İlk başta gördüğü şey, duvara yarı yaslanmış vaziyette duran bir tuvaldi. Tuvalin üstünde küçük bir sokak tasvir edilmişti. Sokağın canlılığı gören insanların neşeli hissetmesine ve sanki oradaymış gibi bir duyguya kapılmasına neden oluyordu; önde duran, tüyleri karmakarışık bir sokak kedisi kaldırıma yaslanmış ve yeşil gözleri yarı kapalı bir şekilde direkt sana bakıyordu. Kafeden girip çıkan insanlar ile yandaki markette yorgunlukla duvara yaslanmış market sahibi vardı.

Çağın, bu resimden gözlerini zorlukla çektiğinde her resimde oldukça fazla süre harcayabileceğini asla düşünmemişti!

Hepsi sanki bir hikâyeyi anlatıyordu, kullanılan renkler bazen canlı, bazen karanlık, bazen umudu tasvir ediyordu. Çağın resimden anlamasa bile her birinin harika eserler olduğunu bilinçaltında biliyordu.

Ters çevrilmiş bir kilisede sırtı aya dönük bir aziz, yerdeki gölgesi yavaşça hareket ediyor ve sanki onun günah işlemesini istiyormuş gibi kilisenin dışını kapsıyordu; bir gölün içinde duran yarı çıplak kadın, elleriyle göğsünü örtmüş ve gündüzün içindeki geceyi açığa çıkartarak koyu gözlerini göle dikmişti; eski püskü bir evde yarı yenmiş küflü ekmekle beraber yatağın kenarına yaslanmış, sakalı kirli yaşlı bir adam özlemle dışarı bakıyordu, ayakları yoktu ve kimsesi olmadığı belliydi, onu dışarı çıkaracak kimse yoktu; tahtta oturmuş kral, yanındaki boş koltuk için savaşan kadınlar yerine altındaki astlarıyla ilgilenirken bıkkın bir yüz ifadesi takınmıştı...

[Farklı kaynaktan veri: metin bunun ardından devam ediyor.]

PR #607, opened 2025-10-01
fix(portal): fix test where date needs to be mocked due to a time window

AlexMoulin:
## Describe your changes
Fixed an issue where the timewindow to display a link was passed and the date was not mocked which caused it to fail


AlexMoulin:
Duplicate of fix in https://github.com/Planning-Inspectorate/crown-developments/pull/602/files#diff-b9e961487ba0be9c37fc1cf84f3753073abb0cd01d45ad3fb0f90f6979df9049L5

PR #612, opened 2025-10-03
fix(manage): fix an issue where removing a procedure doesn't work due to move to connection

AlexMoulin:
## Describe your changes
Removing procedure didn't work due to change of way we handle procedure update in editsToDatabase.


RobBroadhead30 (approved):
LGTM

PR #905, opened 2026-04-16
feat(manage): add application category question and validator

RobBroadhead30:
## Describe your changes

This pull request refactors how certain application questions are presented and handled in the case management journey. It consolidates three related boolean questions ("Environmental Impact Assessment", "Development plan", and "Right of way") into a single "Application category" multi-field input, updates validation and summary logic, and improves error handling and test coverage for these changes.

Key changes include:

**Journey and Question Refactoring:**
- Replaces separate questions (`environmentalImpactAssessment`, `developmentPlan`, `rightOfWay`) with a combined `applicationCategory` custom multi-field input in both the original and v2 journey flows (`createJourney`, `createJourneyV2`) in `journey.js`. [[1]](diffhunk://#diff-846f8614d75c5978efb2c77c658b68d7250d1a762c4bdb4a13a5b1f661e56461L96-R96) [[2]](diffhunk://#diff-846f8614d75c5978efb2c77c658b68d7250d1a762c4bdb4a13a5b1f661e56461L276-R274)
- Updates the question definitions to group the three boolean fields under the new `applicationCategory` multi-field input, with appropriate hints, options, and a new validator. [[1]](diffhunk://#diff-7d382a2eabb13f962be080134708fb61ec15a271a20e00436d55d110b9aa1f13R39) [[2]](diffhunk://#diff-7d382a2eabb13f962be080134708fb61ec15a271a20e00436d55d110b9aa1f13L883-R925)

**Form Component and Validation Enhancements:**
[...]

PR #907, opened 2026-04-20
feat(lib): allow CrossQuestionValidator to use body values instead of session answers

pinssbrett:
## Describe your changes
`CrossQuestionValidator` as built is designed to compare values between different answers in the session. However, if used on a multi-field input question, these values have not yet been saved to the session and are in the express body (like other standard validation behaviour). I've added the `useBodyValues` toggle to this validator to allow it to be used in that situation as well.
Also tests for the above, and explicitly specifying class properties.

Note that usage of `test` has already been corrected to `it` for other tests in https://github.com/Planning-Inspectorate/crown-developments/pull/905, so I've not addressed that here.

N/A


RobBroadhead30 (approved):
lgtm

AlexMoulin (approved):

PR #911, opened 2026-04-22
Feat/add typescript

pinssbrett:
## Describe your changes
Add typescript to the project.
1. Add `tsconfig` based on [that in the template service](https://github.com/Planning-Inspectorate/template-service/blob/main/tsconfig.json).
2. Extend `eslint.config.js` to handle both JavaScript and TypeScript. Based on that in the template service, but uses `recommended-type-checked` rules instead of just `recommended`, for detection of deeper issues.
3. Fix type errors in existing `*.d.ts` files

https://pins-ds.atlassian.net/browse/CROWN-1590


AlexMoulin (approved):
LGTM!

PR #86, opened 2018-02-13
Re-add Set gpu_options.allow_growth = True

killerducky:
Reduces memory used for 199-lightning from 2552MiB to 523MiB.

This was added in Pull #33, but got lost.

There are a couple other tf.Session objects creates for other use cases, maybe this should be added to those also?

### DIFF
--- a/dual_net.py
+++ b/dual_net.py
@@ -141,7 +141,9 @@ class DualNetwork():
         self.hparams = get_default_hyperparams(**hparams)
         self.inference_input = None
         self.inference_output = None
-        self.sess = tf.Session(graph=tf.Graph())
+        config = tf.ConfigProto()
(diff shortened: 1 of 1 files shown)


Kashomon:
Refresh my memory: Why do we want to reduce GPU usage? I was reading the docs on this: https://www.tensorflow.org/programmers_guide/using_gpu. It seems like it's more efficient to just allocate all the memory. For self-play/training we're running essentially 1 pod/gpu.  However, for users this might be useful. 

So, perhaps this should be configurable rather than hardcoded?

killerducky:
I'm doing test matches of base minigo vs modified minigo own my home machine, so I need two instances to fit in my one GPU. Sure it could be configurable.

Her zaman diliminden, her olaydan ve her duygudan farklı bir anlamlar çıkarılan bu tablolar dışında soyut tablolar da fazlalıktaydı. Çağın, onları sadece üstünkörü boyanmış resimler olarak algıladı da emindi ki bir usta gelip bu tabloyu görse anında heyecanlanır, çığlıklar atardı.

Bunların dışında, kara kalem denemeleri mantar panoya asılmıştı. Bazı yarım bırakılan eskizler de vardı ve en köşede, bazı insanların çizimleri vardı.